À Mining Indaba, la mine ne se gagne plus seulement sur la géologie : elle se gagne sur les flux, la confiance et la capacité d’exécution. Ouvert le 9 février 2026 à Cape Town, Mining Indaba concentre, en quatre jours, l’essentiel : projets en quête de partenaires, investisseurs en quête d’actifs, États en quête de retombées, opérateurs en quête de stabilité… et surtout de vitesse d’exécution…
Cette édition confirme une évolution majeure : les banques actives au Mali ne viennent plus observer le secteur minier, elles viennent l’organiser.

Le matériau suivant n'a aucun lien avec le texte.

PR #21554, opened 2023-01-18
🪟 🎨 Fix stream table heading design issues

edmundito:
## What
* Makes info icon 11px, which more closely matches design
* Update table heading to use same components as stream details panel
* Move checkbox to align horizontally with source icon

image


krishnaglick (approved):
Code LGTM, did not test locally. Looks like there's some snapshot failures.

dizel852 (approved):
LGTM 👍 
Tested locally - works as expected
image

PR #14452, opened 2022-07-06
GitHub Actions - workflow `Connector Integration Tests` - add retry

grubberr:
Signed-off-by: Sergey Chvalyuk <grubberr@gmail.com>

## What
1. Rewrite shell script `ci_integration_workflow_launcher.sh` to python script `ci_integration_workflow_launcher.py`

2. add UUID for workflow `integration-test` to track progress
    https://stackoverflow.com/questions/69479400/get-run-id-after-triggering-a-github-workflow-dispatch-event
    
3. `ci_integration_workflow_launcher.py` run all workflows, sleep for 20 minutes and re-run AWS failed workflows again

4. `tools/bin/build_report.py` - date added for report

PR #21562, opened 2023-01-18
CI: build alpha sources and destinations

alafanechere:
## What
The nightly builds we run on connector is not building alpha connectors.
We need to get the build status for all connectors for the [Deploy all eligible connectors to Cloud project](https://github.com/airbytehq/airbyte/issues/20553).

@grubberr could you please explain why alpha connectors are not currently built? The release stage filtering happened in https://github.com/airbytehq/airbyte/pull/14452 but no details are shared why we only build GA and beta connectors.

## How
Explicitly ask the `ci_integration_workflow_launcher.py` to build alpha connectors.


evantahler (approved):
Yep... this is what we want to happen!

I imagine we'll need to increase some timeouts in the script to build more connectors?  Do we need more AWS action runners?  

cc @YowanR, this will likely make the data you see in #connector-health increase to include alpha connectors as well.  Triaging that list in a tool other than slack will probably need to come sooner rather than later.

alafanechere:
I double checked the code that's posting the Slack message on connector health. A filter Ain release stage is happening g there too. So no change to the slack message is expected.

PR #21565, opened 2023-01-18
[Connector Builder Server] add endpoint to resolve $refs and $options

### LINKED ISSUE #21211: Connector builder server endpoint to resolve $refs and $options
## Context

In order to convert YAML manifests into UI form values in the connector builder, the frontend needs a way to resolve all $refs and $options in the YAML so that the values can be filled out in the builder forms.

Since the backend server is already doing this when running a manifest, this is a natural place to implement this logic.

## Acceptance Criteria
- A connector builder server endpoint exists which takes in a JSON manifest and returns a JSON manifest with all of the $refs and $options resolved and flattened (e.g. `/v1/manifest/resolve`)
  - This should also infer `type` values and add them for each component to the returned manifest
  - Returns an error response if the manifest is invalid
  - **Note**: this should _not_ resolve interpolated values like {{config[]}}, since we want to propagate those values to the UI forms

clnoll:
Closes https://github.com/airbytehq/airbyte/issues/21211.

## What
Provide an endpoint for the connector builder to resolve all $refs and $options in a manifest so that the values can be filled out in the builder forms.

## How
Adds a new endpoint, `manifest/resolve`, to the connector builder server that takes a manifest in the request body and returns a manifest with all $refs and $options resolved.

The resolving of $refs and $options is done in a new method of `ManifestDeclarativeSource`, `resolved_manifest`. Although this method is currently only used by the connector builder server (i.e. doesn't need to be in the CDK), this felt like a natural place for this logic given that the acceptance criteria requires that an error response is returned if the manifest is invalid; in addition to resolving $refs and $options, `ManifestDeclarativeSource` does some validation on instantiation, and sets the resolved manifest as an attribute on the instance.


airbyte-cdk/python/airbyte_cdk/sources/declarative/manifest_declarative_source.py
```diff
@@ -81,6 +81,9 @@ def __init__(self, source_config: ConnectionDefinition, debug: bool = False, con
         if unknown_fields:
             raise InvalidConnectorDefinitionException(f"Found unknown top-level fields: {unknown_fields}")
 
+    def resolved_manifest(self) -> Mapping[str, Any]:
```
maxi297, line 84: nit: I don't know about the team conventions: should this be a `@property`? If not, should it be rename using an action verb like `resolve_manifest`?

airbyte-connector-builder-server/connector_builder/impl/default_api.py
```diff
@@ -144,11 +148,34 @@ async def read_stream(self, stream_read_request_body: StreamReadRequestBody = Bo
...
+        try:
+            return ManifestResolve(
+                manifest=ManifestDeclarativeSource(
+                    manifest_resolve_request_body.manifest, construct_using_pydantic_models=True
+                ).resolved_manifest()
+            )
+        except Exception as error:
+            self.logger.error(f"Could not resolve manifest with with error: {error.args[0]} - {self._get_stacktrace_as_string(error)}")
+            raise HTTPException(
+                status_code=400,
```
maxi297, line 172: It seems weird to me to assume that this is a user input error (i.e. a `400` error) and not an internal server error. I know @lmossman wanted to track stream test errors. Will this enable us to do this? 

Note: This can probably be scoped out of the PR. My main goal is to bring awareness and make sure we are aligned on short term incoming changes

airbyte-connector-builder-server/src/main/openapi/openapi.yaml
```diff
@@ -69,6 +69,27 @@ paths:
...
                 description: Connector manifest template string
+  /v1/manifest/resolve:
+    post:
+      summary: Given a JSON manifest, returns a JSON manifest with all of the $refs and $options resolved and flattened
+      operationId: resolveManifest
+      requestBody:
+        content:
+          application/json:
+            schema:
+              $ref: "#/components/schemas/ManifestResolveRequestBody"
```
maxi297, line 80: nit: The endpoint is called `resolve_manifest`. Should the input be called `ResolveManifestRequestBody` instead of `ManifestResolveRequestBody`?

maxi297 (approved):
The seems to be a lot of change that are associated to formatting. Should we clarify the tooling regarding formatting for the Connector Builder Server?

airbyte-connector-builder-server/connector_builder/impl/default_api.py
lmossman: Does the exception thrown by the `ManifestDeclarativeSource.resolved_manifest()` method provide any indication as to what type of error occurred? Ideally this would return a 400 if the manifest is invalid in some way, but it would return a 500 if some other unrelated issue happened (e.g. some bug in the code causing an uncaught exception)

airbyte-cdk/python/airbyte_cdk/sources/declarative/manifest_declarative_source.py
clnoll: I like the idea of making it an `@property`, will do that (and so will keep it as a noun).

airbyte-connector-builder-server/src/main/openapi/openapi.yaml
clnoll: 👍 makes sense to me! Updating.

airbyte-connector-builder-server/connector_builder/impl/default_api.py
clnoll: Currently the `4**` errors are returned for invalid manifests & requests, and an unhandled exception in the code would return a 500, openapi's default.

I took a closer look at the errors surfaced by `resolved_manifest`, which are all raised during initialization of `ManifestDeclarativeSource`. They have varying levels of usefulness - a manifest with an unresolvable reference will return an error stating such (as in the `test_resolve_manifest_unresolvable_references` test case), but manifests that are invalid for other reasons (e.g. missing some fields, as in the `test_resolve_manifest_invalid` test case) may have more generic error messages. If there is a category of errors that you'd like special handling for I'm happy to add it.

PR #21566, opened 2023-01-18
don't fail on test-reporter action and add comments on failures

c-p-b:
## What
This change updates two github actions:

https://github.com/EnricoMi/publish-unit-test-result-action
https://github.com/dorny/test-reporter

The first change forces test-reporter to not fail when the build fails. The reasoning behind this change is that when the build fails, you typically want to see that. However, if test-reporter fails, that's the first thing you see when you click in, which can erroneously lead people to believe that the reporting action failed to upload, when in reality it was the build itself.

The second change updates publish-unit-test-result-action to add a pr comment pointing to specific test failures when they occur. This is to increase visibility of failures to end users.

## How
Update gradle.yml


colesnodgrass (approved):
Curious what this will actually look like, changes seem fine.

PR #22048, opened 2023-01-28
Add version check on normalization

gosusnp:
## What

Moving forward, the platform is ensuring that the normalization always sees data types v1.
Add a check to make sure we do not run an older version of normalization with the newer data types as it would lead to the columns being typed to the most generic type. (JSONB for postgresql for example)

## How

Add a check on normalization version and fail with an explicit message.


edgao (approved):

airbyte-workers/src/main/java/io/airbyte/workers/temporal/sync/NormalizationActivityImpl.java
```diff
@@ -152,6 +164,18 @@ public NormalizationInput generateNormalizationInput(final StandardSyncInput syn
         .withResourceRequirements(normalizationResourceRequirements);
   }
 
+  static boolean normalizationSupportsV1DataTypes(final IntegrationLauncherConfig destinationLauncherConfig) {
```
benmoriceau, line 167: Nit: Add a `@VisibleForTesting`

benmoriceau (approved):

Elles se positionnent comme des acteurs capables de transformer une ambition en projet “bancable”, puis en chantier, puis en production — avec des retombées locales.
Car le secteur minier est désormais un écosystème complet (fournisseurs, logistique, énergie, sous-traitance, fiscalité, contenu local, communautés, conformité, exigences ESG). Dans cette équation, la banque devient un levier de performance : elle structure les montages, sécurise les flux, rassure les investisseurs et accélère l’exécution.
Le vrai sujet n’est pas le potentiel : c’est l’exécution. Et l’exécution suit une chaîne simple :
bancarité/bancabilité → financement → exécution → flux → retombées.